因此,《經濟學人》的作者在聲稱人類“擇偶偏好是經過數千年進化而來的,不會很快改變”時,並不完全正確。沒錯,它們不太可能像螽斯科那樣隨著花粉的灑入而迅速改變(儘管我們懷疑這不是它的意思)。創造文化轉變通常沒有什麼簡單快捷的方法。但是,改變肯定能夠而且肯定已經發生了,而且時間尺度比數千年要短。
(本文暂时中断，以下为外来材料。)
PR #1967, opened 2020-11-12
Added support for UD_WOLOF

LukasOpp:


alanakbik:
@LukasOpp thanks for adding this!

Issue #1827, opened 2020-08-21
Error when loading trained model


lucaventurini:
When I load a model trained (on a different machine) with TransformerDocumentEmbeddings, the script fails with the following error:

`Not found: "/root/.cache/torch/transformers/0c370616ddfc06067c0634160f749c2cf9d8da2c50e03a2617ce5841c8df3b1d.309f0c29486cffc28e1e40a2ab0ac8f500c203fe080b95f820aa9cb58e5b84ed": No such file or directory Error #2 `

Apparently, it's looking for some file in cache from transformers, even if I expected the model to contain everything needed for the prediction.

The workaround is to call again, before the loading,
`_ = TransformerDocumentEmbeddings('xlm-roberta-base')`
but you need to know which pre-trained model was used in the training, in this case 'xlm-roberta-base'.

alanakbik:
I think the problem is that it serializes a path specific to the machine it was trained on. I am seeing a similar error. What transformers version are you running? I think it might work with the current transformers.

alanakbik:
Correction: I think the error persists even with the most current version.

PR #1978, opened 2020-11-23
GH-1827: Pretrained TARS model and small fixes

### LINKED ISSUE #1977: Add TARS base model
For the upcoming release we want to include a good base TARS model to train few-shot classifiers or do zero-shot prediction. @kishaloyhalder has trained an English TARS model using 9 classification tasks. 

This issue tracks the progress of adding this model to Flair.

alanakbik:
This PR adds a pretrained TARS model (closes #1977). Load and use for zero-shot like this: 

```python
# 1. Load our pre-trained TARS model for English
tars = TARSClassifier.load('tars-base')

# 2. Prepare a test sentence
sentence = flair.data.Sentence("I am so glad you liked it!")

# 3. Define some classes that you want to predict using descriptive names
classes = ["happy", "sad"]

#4. Predict for these classes
tars.predict_zero_shot(sentence, classes)

# Print sentence with predicted labels
print(sentence)
```

It also adapts the single label prediction logic so that confidence must be above threshold 0.5 (@kishaloyhalder does this make sense?), a convenience function to predict all TARS tasks at once, a convenience method to pass just one label as string instead of a list and updates the TARS tutorial.

### DIFF
--- a/flair/models/text_classification_model.py
+++ b/flair/models/text_classification_model.py
@@ -594,7 +594,7 @@ class TARSClassifier(TextClassifier):
     def add_and_switch_to_new_task(self,
                                    task_name,
                                    label_dictionary: Union[List, Set, Dictionary, str],
-                                   multi_label: bool = None,
+                                   multi_label: bool = True,
                                    multi_label_threshold: float = 0.5,
                                    label_type: str = None,
                                    beta: float = 1.0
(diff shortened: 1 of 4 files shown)


flair/models/text_classification_model.py
```diff
@@ -848,20 +845,29 @@ def _get_multi_label(self, label_scores) -> List[Label]:
 
     def _get_single_label(self, label_scores) -> List[Label]:
         conf, idx = torch.max(label_scores, 0)
-        label = self.label_dictionary.get_item_for_index(idx.item())
-
-        return [Label(label, conf.item())]
+        # TARS does not do a softmax, so confidence of the best predicted class might be very low.
+        # Therefore enforce a min confidence of 0.5 for a match.
+        if conf > 0.5:
```
kishaloyhalder, line 850: This could be problematic in some cases when TARS figures "True" for some sample with max score say 0.3. Let's leave it to the end-user to determine the threshold in a post-hoc manner.

kishaloyhalder (changes requested):

PR #1989, opened 2020-11-26
Add support for datasets in UFSAC format for WSD task

stolzenp:


flair/datasets/sequence_labeling.py
```diff
@@ -1508,6 +1508,308 @@ def __init__(
...
+            self,
+            base_path: Union[str, Path] = None,
+            in_memory: bool = True,
+            document_as_sequence: bool = False,
+    ):
+        """
+        Initialize a custom corpus with any two WSD datasets in the UFSAC format. This is only possible if you've
+        manually downloaded the WSD datasets in UFSAC format to your machine.
+        Obtain the most recent datasets from https://drive.google.com/file/d/1Oigo3kzRosz2VjyA44vpJZ58tDFyLRMO and copy
+        any two of the datasets in a folder called 'wsd_ufsac'. Then rename the files in the folder to train.xml and
```
alanakbik, line 1691: This is inconvenient since this requires me to always rename different files to `train.xml` if I want to train on a different dataset. It would be easier if train and test file names are passed as arguments in the contrunctor.

flair/datasets/sequence_labeling.py
```diff
@@ -1508,6 +1508,308 @@ def __init__(
...
+            convert_ufsac_to_conll(data_file=Path(data_folder / "test.xml"), encoding="latin-1")
+
+            super(WSD_UFSAC, self).__init__(
+                data_folder,
+                columns,
+                tag_to_bioes=None,
+                encoding="latin-1",
+                in_memory=in_memory,
+                document_separator_token=None if not document_as_sequence else "-DOCSTART-",
+                train_file='train.xml',
```
alanakbik, line 1747: instead of hard-coding this, allow this to be specified through the constructor.

alanakbik (changes requested):
The method is currently difficult to use since it requires frequent renaming of files.

alanakbik (approved):

alanakbik:

PR #1995, opened 2020-11-30
Studienprojekt pha

pharnisch:
@alanakbik: As discussed before, an easy implementation of a working Sequence Tagger. (as a starting point of my study project)


alanakbik:
@pharnisch thanks for adding this! I will merge it and then move it to a special "sandbox" module to make it more clear that this is only intended as a starting point for model development.

PR #2017, opened 2020-12-09
Optimize WSD_UFSAC corpus and add option to handle multiple senses for one word

stolzenp:


alanakbik:

PR #2392, opened 2021-08-23
add dict for unknown labels to model.evaluate and trainer.train and fix error in AIDA_CONLL_EL corpus

marcelmmm:


alanakbik:

PR #2403, opened 2021-08-28
Introduce new Flair Examples Folder

stefan-it:
Hi,

this PR introduces a new examples folder, where scripts for various downstream tasks (such as NER) will be located in near future :rocket: 

For this PR an example script for fine-tuning models on NER datasets is added. It also shows how to use the recently introduced FLERT approach for NER.

The script itself uses the awesome Hugging Face Argument Parser wrapper. This allows us to easily define dataclasses for commandline options.


stefan-it:
As briefly discusses with @alanakbik , this should be merged after 0.9 release (so marking it as draft here for now).

examples/ner/run_ner.py
```diff
@@ -0,0 +1,183 @@
...
+    set_seed(training_args.seed)
+
+    flair.device = training_args.device
+
+    corpus = get_flair_corpus(data_args)
+
+    logger.info(corpus)
+
+    tag_type: str = "ner"
+    tag_dictionary = corpus.make_tag_dictionary(tag_type=tag_type)
```
stefan-it, line 143: Oh, it seems that this method is outdated:

```bash
run_ner.py:143: DeprecationWarning: Call to deprecated method make_tag_dictionary. (Use 'make_label_dictionary' instead.) -- Deprecated since version 0.8.
```

stefan-it:
@alanakbik I could also add an example for PoS Tagging so that we have at least two working examples for the first start :)

alanakbik:
@stefan-it thanks a lot for adding this, many people will surely find this useful! We'll add more examples in future PRs!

例如,以男性和女性對伴侶的經濟資源、吸引力和貞潔的重視程度方面的性別差距為例。與幾十年前相比,“貞潔”一詞對今天的西方人來說非常古怪,這說明文化性別期望發生了快速變化。根據當時都在英國約克大學的馬塞爾·曾特納和克勞迪婭·米圖拉在 2012 年進行的一項研究,來自性別更平等的國家的女性和男性在所有這些伴侶偏好維度上都比來自性別較不平等的國家的女性和男性更相似。研究還表明,在美國,男性現在比幾十年前更重視女性伴侶的經濟前景、教育和智力,而不太在意她的烹飪和家務技能。與此同時,可憐的藍襪老處女的陳詞濫調已成為歷史遺蹟:儘管更富有和受過更好教育的女性曾經不太可能結婚,但現在她們更有可能這樣做。
那麼,我們是否會看到世界頂級美術館展出與男性一樣多的女性藝術品的那一天?我們當然不應該讓貝特曼的果蠅告訴我們“不”。